Brief:
For the entries below, the expected answer is the line with "2. Improves the", the line with "Today, in Belgium, we", and every line between them, exactly as written, and nothing more.

== Task inputs

PR #1993, opened 2026-04-26
Further improvements to Mode8 Negative Injection

TCWORLD:
Further development of the Negative Injection mode to address shortcomings in the previous changes.

1. Allow limiting max SoC in negative injection mode using the `Remotecontrol Target SoC` entity. Once this is reached, PV will be limited instead of further charging.
2. Improves the control loop further to target increasing battery charge power if possible before limiting PV. This should maximise PV output when the battery is not yet at target capacity.
3. Shift the default injection bias to ~50W instead of 20W import to reduce oscillation between import and export.
4. Speed up response to excess export when the previously set PV limit is well above the current PV output.


infradom:
thanks, I will test this. 

Today, in Belgium, we have very negative injection as wel as very negative consumption prices.
So my automations will move from "negative price" to "negative injection and consumption price". But this second step only makes sense if the battery is nearly empty. So I consider introducing another negative price mode that does not charge the battery, so that the battery remains empty until the "negative consumption price"  is triggered.

TCWORLD:
Rather than a distinct mode, maybe we could use the `Target SoC (Mode 9)` parameter in the Negative Injection to set the upper limit for charging the battery? That way it will naturally go into the PV limiting once that target has reached allowing the battery to stay part filled for such scenarios.

I've pushed an example of that in https://github.com/TCWORLD/homeassistant-solax-modbus/commit/a4a12ff1eaa7c36dec76a0af9d2044af38ff1ea5, can merge into this branch if it seems like a good idea.

infradom:
> Rather than a distinct mode, maybe we could use the `Target SoC (Mode 9)` parameter in the Negative Injection to set the upper limit for charging the battery? That way it will naturally go into the PV limiting once that target has reached allowing the battery to stay part filled for such scenarios.

yes, Indeed, I never understood the purpose of the mode9 target SOC, but I believe you are right. Thanks !

infradom:
> I've pushed an example of that in [TCWORLD@a4a12ff](https://github.com/TCWORLD/homeassistant-solax-modbus/commit/a4a12ff1eaa7c36dec76a0af9d2044af38ff1ea5), can merge into this branch if it seems like a good idea.

Great,I will certainly test, but as today has extremely negative prices (around 0.5 €/kWh) this afternoon, I will not yet test this today, as I am searching the correct approach manually first.
I believe we will see such negative prices more and more (even though the press talks about an energy crisis ;-) )

infradom:
I had a quick look at your code today, and I do not see where you specify mode9 should be used instead of mode 8. In my opinion, the return value should be modified and include somthing that maps to mode 9 in the mode 9 target SOC

```
  res = [

        (
            "remotecontrol_power_control_mode",
            "Mode 8 - PV and BAT control - Duration", # should map to 9 in case we want target SOC
        ),
     ...
```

====

Answer for the task:
2. Improves the control loop further to target increasing battery charge power if possible before limiting PV. This should maximise PV output when the battery is not yet at target capacity.
3. Shift the default injection bias to ~50W instead of 20W import to reduce oscillation between import and export.
4. Speed up response to excess export when the previously set PV limit is well above the current PV output.


infradom:
thanks, I will test this. 

Today, in Belgium, we have very negative injection as wel as very negative consumption prices.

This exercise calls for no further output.